O cenário de completa tensão e incerteza que se anunciava na Venezuela por meses finalmente desaguou nas primeiras horas desta segunda-feira (29). Com os venezuelanos vidrados em seus celulares aguardando um anúncio, o órgão eleitoral afirmou que o ditador Nicolás Maduro foi reeleito para mais seis anos no poder. A oposição prontamente contestou e afirmou que houve fraude.
Segundo o Conselho Nacional Eleitoral (CNE), o líder do regime teria obtido 51,2% votos, enquanto o opositor Edmundo González, à sombra da líder María Corina Machado, teria apoio de 44,2%. A participação teria sido de 59% no país em que votar não é obrigatório. Estariam apuradas 80% das urnas, mas os resultados já seriam irreversíveis.
Era início da madrugada em Caracas, e as ruas estavam completamente vazias. Não havia sons de protestos, sejam de celebração ou lástima.
As porcentagens oficiais indicam que Maduro teria recebido pouco mais de 5,1 milhão de votos, enquanto González, 4,4 milhões. Estavam inscritos para votar 21 milhões de eleitores em todo o país.
O anúncio do CNE foi seguido por quase uma hora de total silêncio e desânimo no local do comando de campanha da oposição. Distribuídos em cadeiras os apoiadores mais próximos da campanha bisbilhotavam diversas pesquisas de boca de urna (proibidas na lei eleitoral local) e diziam: foi “trampa”, uma referência à fraude em espanhol.
Até que González e María Corina discursaram. “Queremos dizer a todos os venezuelanos e ao mundo que a Venezuela tem um novo presidente eleito, e é Edmundo González Urrutia”, disse a ex-deputada liberal. “Ganhamos, e todo o mundo sabe. Ganhamos em todos os estados.”
María Corina afirmou que, de acordo com as contagens da oposição, González foi vitorioso com 70% dos votos. Os opositores teriam conhecimento de 40% das atas eleitorais, diz ela, uma vez que as demais não teriam sido transmitidas pelos centros de votação.
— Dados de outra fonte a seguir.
PR #954, opened 2019-11-01
2441 add admin users

dankmitchell:
### Context
Proper admin users aka GOD ACCESS

- Add boolean to existing user model
- Update pundit policy scopes to user new `user.admin?`

### Guidance to review
- Remove all organisations from current user
- Set `admin: true` on current user
- 🚢 

### Checklist
- [x] Attach to Trello card
- [x] Rebased master
- [x]  Cleaned commit history

### DIFF
--- a/app/models/user.rb
+++ b/app/models/user.rb
@@ -23,8 +23,6 @@
 class User < ApplicationRecord
   include AASM
 
-  DFE_EMAIL_PATTERN = '@(digital\.){0,1}education\.gov\.uk$'.freeze
-
   has_many :organisation_users
 
   # dependent destroy because https://stackoverflow.com/questions/34073757/removing-relations-is-not-being-audited-by-audited-gem/34078860#34078860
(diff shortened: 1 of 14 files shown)


dankmitchell:
[Making actual super users](https://trello.com/c/pgJvJwh4/2441-making-actual-super-users)

timabell:
Might be good to make the model invalid when the user is `admin: true` unless the user `email` address matches the old pattern. That would avoid us accidentally making a provider admin.

davidgisbey:
I'm assuming this will be followed up by a migration to set users with @education and @digital emails to admins?

dankmitchell:
> I'm assuming this will be followed up by a migration to set users with @education and @digital emails to admins?

That's one solution, yes @davidgisbey

davidgisbey:
Looks good to me then!

misaka:
Also, not that this would block an approval, but it seems `annotate` isn't running? Fixing that is probably a separate exercise, but maybe for now we could add the `admin` attribute to `course.rb` by hand?

PR #958, opened 2019-11-04
[2415] Ability to soft delete access requests

dankmitchell:
### Context
Being able to remove (discard/decline) Access Requests

Add soft delete to Access Requests

### Guidance to review
```
ar = AccessRequest.find(X)
ar.discard
```

### Checklist
- [x] Attach to Trello card
- [x] Rebased master
- [x] Cleaned commit history


dankmitchell:
[Add a decline button to access request support console](https://trello.com/c/hlv3p2nc/2415-add-a-decline-button-to-access-request-support-console)

spec/requests/api/v2/access_request_spec.rb
```diff
@@ -377,4 +377,19 @@
       end
     end
   end
+
+  describe "DELETE #destroy" do
+    context "when an access request is discarded" do
+      let(:access_request) { create(:access_request) }
+
+      before do
+        access_request.discard
```
misaka: This looks like it's a model test, these should be request specs. 😝

spec/requests/api/v2/access_request_spec.rb
```diff
@@ -377,4 +391,21 @@
...
+      access_request
+    end
+
+    before do
+      delete "/api/v2/access_requests/#{first_access_request.id}",
+             headers: { "HTTP_AUTHORIZATION" => credentials }
+    end
+
+    it "should add a discarded_at timestamp" do
+      expect(first_access_request.discarded_at).to be_within(1.second).of(Time.now.utc)
```
misaka: I feel like this is where @danielburnley's comment applies ... it'd be better to test that `access_request` doesn't show up in `AccessRequest.all` or `User.access_requests`, whichever we're more likely to use to get access requests.

dankmitchell: I have a test for this already.

spec/models/access_request_spec.rb
```diff
@@ -107,4 +109,20 @@
     its(:request_date_utc)  { should be_within(1.second).of Time.now.utc }
     its(:status)            { should eq "requested" }
   end
+
+  describe "default scope" do
+    context "discared records should not be returned" do
```
defong:
```suggestion
    context "discarded records should not be returned" do
```

app/policies/access_request_policy.rb
```diff
@@ -15,4 +15,5 @@ def create?
 
   alias_method :index?, :approve?
   alias_method :show?, :approve?
+  alias_method :destroy?, :approve?
```
defong: test?

dankmitchell: This is covered in the `approve` spec so I think we're good. Moving on...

A oposição por sua vez afirma que algumas atas eleitorais não foram transmitidas ao CNE e que suas testemunhas eleitorais tampouco puderam recebê-las, como prevê a legislação eleitoral.
Ainda não se sabe de que maneiras a oposição irá levar adiante suas contestações. Esta foi ainda a primeira vez nos últimos 25 anos, desde que o militar Hugo Chávez (1954-2013) ascendeu ao poder, e notadamente desde que Maduro o substituiu no Palácio de Miraflores, há 11 anos, que a campanha opositora aparentava ter tamanha capilaridade.
Há enorme expectativa no país sobre qual será o cenário no amanhecer dessa segunda-feira. Nos últimos dias a convivência em Caracas era pacífica. No último dia 25, aniversário da capital, Maduro e González levaram milhares às ruas em seus respectivos atos de fim de campanha. Mas já era anunciado que, qualquer fosse o resultado divulgado, o temor de confrontos tomaria conta do país.
Ex-líder sindical e trabalhador do metrô de Caracas, Maduro foi chanceler de Chávez, época em que costurou suas relações com líderes regionais, ainda que em seu período no poder tenha construído o que Milos Alcalay, ex-embaixador venezuelano no Brasil e na ONU, descreva como “dialética da confrontação”, ao isolar-se diplomaticamente.
Durante sua mais de uma década no poder e após o ápice da entrada dos petrodólares no governo Chávez, que possibilitaram o alargamento da máquina pública e o despejo de programas sociais, Maduro liderou um país em derrocada econômica que no ápice da crise, 2018, chegou a registrar inflação anual de 130.000% segundo dados oficiais —segundo o FMI (Fundo Monetário Internacional), o número foi de 1.370.000%.